Provably Correct Controller Synthesis of Switched Stochastic Systems with Metric Temporal Logic Specifications: A Case Study on Power Systems
Zhe Xu, Yichen Zhang

TL;DR
This paper introduces a method for synthesizing controllers for switched stochastic systems that guarantees probabilistic correctness with respect to metric temporal logic specifications, demonstrated on power system case studies.
Contribution
It develops a stochastic control bisimulation function and an optimization-based control synthesis method with probabilistic guarantees for systems with stochastic uncertainties.
Findings
Successfully applied to power systems with generation loss disturbances.
Achieved probabilistic guarantees for system specifications.

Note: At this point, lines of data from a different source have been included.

PR #287, opened 2024-06-15
Feat: clang-tidy for linting of C/C++ code

peakschris:
Support clang-tidy for linting of C++ code.

Inspired by and containing some code from bazel_clang_tidy repo. This integration has been discussed by maintainers of both repos in https://github.com/erenon/bazel_clang_tidy/issues/35.

This PR replaces #284, which had become noisy with too many commits. Since then, the code has been rewritten to return a single report for each target.

Fixes #178 

---

### Changes are visible to end-users: yes

- Searched for relevant documentation and updated as needed: yes
- Breaking change (forces users to change their own code or config): no
- Suggested release notes appear below: todo

### Test plan

- New test cases added
- Extra test cases could be added but need discussion; what is possible in CI?

### Code used from bazel_clang_tidy repo

bazel_clang_tidy repo helped:
- two helper functions toolchain_flags and safe_flags
- some lines in get_args
- inspiration & learning

The bulk of the code is implemented by following existing rules_lint code such as ruff.bzl and eslint.bzl.

### Input into release notes (will reformat)
- warning that git bash does not handle arguments correctly and --fix may have issues on Windows. msys64 bash (already recommended by Bazel is ok).

PR #985, opened 2026-08-23
fix(clang-tidy): stop shell-quoting -header-filter

### LINKED ISSUE #984: [Bug]: clang-tidy -header-filter arrives shell-quoted since v2.8.0, failing every lint_target_headers aspect
### What happened?

A `lint_clang_tidy_aspect` that sets `lint_target_headers = True` (or `header_filter = "..."`) fails to build its lint targets. Any target with headers is affected:

```
ERROR: .../src/cpp/lib/BUILD:7:11: Linting //src/cpp/lib:hello-time:get-time.cc
with clang-tidy failed: (Exit 1)
  .../clang_tidy '"-header-filter=.*src[\/]cpp[\/]lib/.*"' ...

error: no such file or directory: '.../"-header-filter=..."' [clang-diagnostic-error]
```

`-header-filter` arrives with literal `"` characters around the whole argument, so clang-tidy does not recognize it as a flag and treats it as an input path. That is a `clang-diagnostic-error`, which the wrapper treats as fatal. It affects both consumers: the `run_shell` lint path, and the `--fix` path, where `patcher.mjs` uses `spawnSync` without a shell and passes the quotes through unchanged.

v2.7.2 is fine and the likely cause of v2.8.0 regression is #867

### Version

Development (host) and target OS/architectures: linux x86_64

Output of `bazel --version`: bazel 9.2.0 (also tested on bazel 7.6.0)

Version of the Aspect rules, or other relevant rules from your `WORKSPACE` or `MODULE.bazel` file: aspect_rules_lint v2.8.0, and current main

Language(s) and/or frameworks involved: C++ / clang-tidy (LLVM 16.0.0 as pinned by examples/cpp; also reproduced against LLVM 21.1.8)

### How to reproduce

```shell
# IMPORTANT: needs a host where the pinned LLVM 16.0.0 can actually load,
# i.e. libtinfo.so.5 present. On ubuntu-24.04 clang-tidy fails to start and
# the wrapper reports that as success, so this command goes GREEN and the
# bug is masked -- that is the same reason CI does not catch it, below.
# Use ubuntu-22.04, or `apt-get install libtinfo5`, or first bump
# examples/cpp/MODULE.bazel to "16.0.4".
# Reproduced on a linux x86_64 host that has libtinfo.so.5 present.

# examples/cpp sets lint_target_headers = True
# (tools/lint/linters.bzl:13 and :32), so main reproduces with the
# exact command the `lint` job runs:
cd examples/cpp
bazel build --config=lint --output_groups=rules_lint_human //...

# Expected: lint targets build, reports contain clang-tidy findings.
# Actual:   Exit 1, clang-diagnostic-error, the action fails to build.
# Confirmed on a clean --output_base, so it is not a stale-cache artifact.
# Note the --output_groups=rules_lint_patch --@aspect_rules_lint//lint:fix
# variant does NOT fail: js_binary captures the exit code there.
```

#### Root cause

`_quoted_arg` in `lint/clang_tidy.bzl` wraps the value in quotes:

```starlark
def _quoted_arg(arg):
    return "\"" + arg + "\""
```

It dates from #287, which introduced clang-tidy support together with a wrapper that built one command string and `eval`'d it:

```bash
command="$clang_tidy $@ $file > $raw_out_file 2>&1"
eval $command
```

The shell removed those quotes on re-parse, so they were invisible. #867 correctly replaced the `eval` with a direct `"$clang_tidy" "$@"` invocation, so arguments now survive verbatim — and so do the quotes. No other linter is affected: #867 touched only `clang_tidy_wrapper.bash` and its test, and `_quoted_arg` had no other caller.

#### Why CI does not catch this

The `lint (examples/cpp)` job passes because its clang-tidy exits before it runs, and the wrapper cannot tell that apart from a clean lint. The example pins LLVM 16.0.0, whose linux-x86_64 tarball is built on ubuntu-18.04 and links `libtinfo.so.5`, which 24.04 does not ship. The `format` jobs carry a workaround — ubuntu-22.04 plus an apt install; the `lint` jobs, introduced on flat ubuntu-24.04 in #679, don't have it.

The loader failure then goes unnoticed: it carries no `clang-diagnostic-error`, so the wrapper records the exit code in `CLANG_TIDY__EXIT_CODE_OUTPUT_FILE`, returns success, and writes the message to the report file rather than stdout.

#### Workaround

Stay on v2.7.2 
or patch `_quoted_arg`'s body to `return arg` via `single_version_override` 
or drop `lint_target_headers` / `header_filter` and pass the flag through the `args` parameter added in #949

#### Suggested fixes

1. Delete `_quoted_arg` and append `-header-filter=` plainly.
2. Make the example's clang-tidy loadable, so CI covers this path. Bumping `examples/cpp` to LLVM 16.0.4 (built on 22.04, links `libtinfo6`) is a net deletion: the two `format` jobs return to plain `ubuntu-24.04` like the `lint` ones, and both apt steps go.
3. Stop the wrapper reporting success when clang-tidy could not run at all. Exit 126/127 mean the binary never executed, so there are no findings to capture. This is what let a broken toolchain read as a clean lint, independently of the bug above.

vadikmironov:
Fixes #984.

`_quoted_arg` wrapped `-header-filter` in literal `"` characters. That only worked while the wrapper `eval`'d its command string (#287). #867 replaced the `eval` with a direct `"$@"` invocation, so since v2.8.0 the quotes reach clang-tidy verbatim, it reads the flag as an input path, and every `lint_clang_tidy_aspect` with `lint_target_headers` or `header_filter` fails its lint actions with `clang-diagnostic-error`. v2.9.0 is affected too.

This PR only removes the quoting.

- Searched for relevant documentation and updated as needed: nothing documents the quoting

- Fixed `-header-filter` reaching clang-tidy wrapped in literal quotes, which made every `lint_clang_tidy_aspect` using `lint_target_headers` or `header_filter` fail to build its lint targets since v2.8.0.

### Test plan

- Manual, on a host where the pinned LLVM 16.0.0 can load (ubuntu-22.04, or `apt-get install libtinfo5`): in `examples/cpp`, `bazel build --config=lint --output_groups=rules_lint_human //...` goes from `clang-diagnostic-error` to clean, with real findings in the reports. Reverting this commit turns it red again.
- CI cannot exercise this path yet: on the ubuntu-24.04 lint runners the pinned clang-tidy exits 127 before running and the wrapper records that as a clean lint. Two follow-ups after this lands, in order: bump `examples/cpp` to LLVM 16.0.4 (`MODULE.bazel` only), then make the wrapper treat exit 126/127 as fatal. Each turns `lint (examples/cpp)` red without its predecessor.

This work is produced with the help of an LLM agent, reviewed by myself.

### DIFF
--- a/.github/workflows/ci.yaml
+++ b/.github/workflows/ci.yaml
@@ -50,8 +50,7 @@ jobs:
           echo "Generated test matrix: $folders"
   format:
     needs: list-examples
-    # Our version of clang-format has some deps that aren't satisfiable on newer ubuntu yet
-    runs-on: ${{ matrix.folder == 'examples/cpp' && 'ubuntu-22.04' || 'ubuntu-24.04' }}
+    runs-on: ubuntu-24.04
     strategy:
       fail-fast: false
       matrix:
@@ -64,9 +63,6 @@ jobs:
             common     --show_progress_rate_limit=60
             common     --show_timestamps
             build:lint --no@aspect_rules_lint//lint:color
-      # Permit this gross non-hermetic dependency
-      - if: matrix.folder == 'examples/cpp'
-        run: sudo apt-get update && sudo apt-get install -y libtinfo5
       # TODO: Fix for Bazel 9
       - if: matrix.folder == 'examples/csharp' || matrix.folder == 'examples/fsharp' || matrix.folder == 'examples/nodejs'
         run: echo "USE_BAZEL_VERSION=8.x" >> "$GITHUB_ENV"
@@ -80,8 +76,7 @@ jobs:
   # example sources are intentionally unformatted), matching the `format` job.
   format-aspect-cli:
     needs: list-examples
-    # Our version of clang-format has some deps that aren't satisfiable on newer ubuntu yet
-    runs-on: ${{ matrix.folder == 'examples/cpp' && 'ubuntu-22.04' || 'ubuntu-24.04' }}
+    runs-on: ubuntu-24.04
     strategy:
       fail-fast: false
       matrix:
@@ -91,9 +86,6 @@ jobs:
       - uses: aspect-build/setup-aspect@b1e9d142e86f63c10d603304daa22bf80492e24c # v2026.25.1
         with:
           aspect-api-token: ${{ secrets.ASPECT_API_TOKEN }}
-      # Permit this gross non-hermetic dependency
-      - if: matrix.folder == 'examples/cpp'
-        run: sudo apt-get update && sudo apt-get install -y libtinfo5
       # TODO: Fix for Bazel 9
       - if: matrix.folder == 'examples/csharp' || matrix.folder == 'examples/fsharp' || matrix.folder == 'examples/nodejs'
         run: echo "USE_BAZEL_VERSION=8.x" >> "$GITHUB_ENV"
--- a/examples/cpp/MODULE.bazel
+++ b/examples/cpp/MODULE.bazel
@@ -16,7 +16,9 @@ local_path_override(
 llvm = use_extension("@toolchains_llvm//toolchain/extensions:llvm.bzl", "llvm")
 llvm.toolchain(
     llvm_versions = {
-        "": "16.0.0",
+        # Keep to a release whose linux tarball is built on ubuntu-22.04 —
+        # 16.0.0 and 18.1.4 are built on 18.04 and link libtinfo5
+        "": "16.0.4",
         "darwin-x86_64": "15.0.7",
     },
 )
--- a/lint/clang_tidy.bzl
+++ b/lint/clang_tidy.bzl
@@ -231,9 +231,6 @@ def _aggregate_regex(ctx, compilation_context):
         print("target header dirs: " + ",".join(dirs))
     return regex
 
-def _quoted_arg(arg):
-    return "\"" + arg + "\""
-
 def _get_env(ctx, srcs):
     sources_are_cxx = _is_cxx(srcs[0])
     if (sources_are_cxx):
@@ -251,16 +248,18 @@ def _get_env(ctx, srcs):
     return env
 
 def _get_args(ctx, compilation_context, srcs):
+    # These reach clang-tidy verbatim; the wrapper runs it directly, so shell
+    # quoting added here arrives as literal characters.
     args = []
     if (any(ctx.files._global_config)):
         args.append("--config-file=" + ctx.files._global_config[0].path)
     if (ctx.attr._lint_target_headers):
         regex = _aggregate_regex(ctx, compilation_context)
         if (regex):
-            args.append(_quoted_arg("-header-filter=" + regex))
+            args.append("-header-filter=" + regex)
     elif (ctx.attr._header_filter):
         regex = ctx.attr._header_filter
-        args.append(_quoted_arg("-header-filter=" + regex))
+        args.append("-header-filter=" + regex)
     args.extend([src.path for src in srcs])
     return args
 
--- a/lint/clang_tidy_wrapper.bash
+++ b/lint/clang_tidy_wrapper.bash
@@ -63,7 +63,12 @@ if [[ -z $CLANG_TIDY__STDOUT_STDERR_OUTPUT_FILE ]]; then
 fi
 # distinguish between compile (fatal) errors and warnings-as-errors errors
 fatal_error=0
-if [ $exit_code -ne 0 ] && [ -s $out_file ]; then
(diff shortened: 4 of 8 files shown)


.github/workflows/ci.yaml
```diff
@@ -50,8 +50,7 @@ jobs:
           echo "Generated test matrix: $folders"
   format:
     needs: list-examples
-    # Our version of clang-format has some deps that aren't satisfiable on newer ubuntu yet
```
jbedard, line 53: Why do this as part of this PR?

vadikmironov: This part is not a required part of the change strictly speaking and can run as a separate PR, but the choices to make a fix to clang_tidy_wrapper with a working CI were:
- either replicate the non-hermetic libtinfo5 dependency for the lint job
- or bump LLVM to a version without this dependency (ok, to be precise swapping libtinfo5 depedency in favour of libtinfo6 which happens to be present in ubuntu-24.04) 

However, part of the reason CI for lint was broken is the fact that formatting and linting, despite using exactly the same toolchain, are configured with different runners. The line `Permit this gross non-hermetic dependency` sort of tipped my thinking towards not copy-pasting it for the lint job, and instead clean this particular line and the formatting job to be exactly the same as lint instead. Happy to do it the other way and copy below block to the lint job if that's preferred:

```
      # Permit this gross non-hermetic dependency
      - if: matrix.folder == 'examples/cpp'
        run: sudo apt-get update && sudo apt-get install -y libtinfo5
```

jbedard, line 53: I think nothing from this file should be changing?

vadikmironov: Apologies, on Sept 3 I hit "Start a review" instead of "Add single comment", so my reply sat as a pending draft. Here it is in full:

> This part is not a required part of the change strictly speaking and can run as a separate PR, but the choices
> to make a fix to clang_tidy_wrapper with a working CI were:
> - either replicate the non-hermetic libtinfo5 dependency for the lint job
> - or bump LLVM to a version without this dependency (ok, to be precise swapping libtinfo5 dependency in 
> favour of libtinfo6 which happens to be present in ubuntu-24.04)
>
> However, part of the reason CI for lint was broken is the fact that formatting and linting, despite using 
> exactly the same toolchain, are configured with different runners. The line `Permit this gross non-hermetic 
> dependency` sort of tipped my thinking towards not copy-pasting it for the lint job, and instead clean this 
> particular line and the formatting job to be exactly the same as lint instead. Happy to do it the other way 
> and copy below block to the lint job if that's preferred:
>
> ```
>       # Permit this gross non-hermetic dependency
>       - if: matrix.folder == 'examples/cpp'
>         run: sudo apt-get update && sudo apt-get install -y libtinfo5
> ```

Given that you haven't seen my original response (my bad, should've checked), I would like to confirm if you want ci.yaml to be left alone entirely including format job. If so I will revert the ci.yaml part, but will need to keep the 16.0.4 bump in examples/cpp/MODULE.bazel. The lint job already runs on ubuntu-24.04 and clang-tidy is going to be fine there. The format jobs is working on ubuntu-22.04 and I think jammy ships libtinfo6. 

Let me know if this is an acceptable path forward.

jbedard: I'd prefer if the entire diff was only "stop shell-quoting -header-filter" related, if there are issues with formatting or commit hooks doing extra things please don't do them or do them in a separate PR.

vadikmironov: I reduced this PR to `_quoted_arg` removal only, rebased on main.

To be clear though: nothing in the original diff was formatter or hook doing extra things. Each part is there for a reason, explained in #984 and in this PR's description. A quick recap of the three stacked changes:

1. The actual fix for `_quoted_arg`, which is all this PR is now.
2. Make CI actually run clang-tidy. `lint (examples/cpp)` has been permagreen since #679: the pinned LLVM 16.0.0 links `libtinfo5`, absent on ubuntu-24.04, so clang-tidy aborts and the wrapper records that as a clean lint. That is how #867 broke every `header_filter` / `lint_target_headers` user with green CI and it shipped in v2.8.0 and again in v2.9.0. Locally, wherever clang-tidy can load, `examples/cpp` fails on main today.
3. Make the wrapper fail on "never ran" (exit 126/127), so the next clang-tidy with missing dependencies in CI fails instead of reporting a clean lint.

They are of course separable, and they are now separate. I can stop after 1 if you still think 2 and 3 not required. This would leave CI broken and blind to this class of regression, but if this is a preference it's fine by me.

jbedard (approved):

Validated robustness against initial state variations.
Abstract
In this paper, we present a provably correct controller synthesis approach for switched stochastic control systems with metric temporal logic (MTL) specifications with provable probabilistic guarantees. We first present the stochastic control bisimulation function for switched stochastic control systems, which bounds the trajectory divergence between the switched stochastic control system and its nominal deterministic control system in a probabilistic fashion. We then develop a method to compute optimal control inputs by solving an optimization problem for the nominal trajectory of the deterministic control system with robustness against initial state variations and stochastic uncertainties. We implement our robust stochastic controller synthesis approach on both a four-bus power system and a nine-bus power system under generation loss disturbances, with MTL specifications expressing…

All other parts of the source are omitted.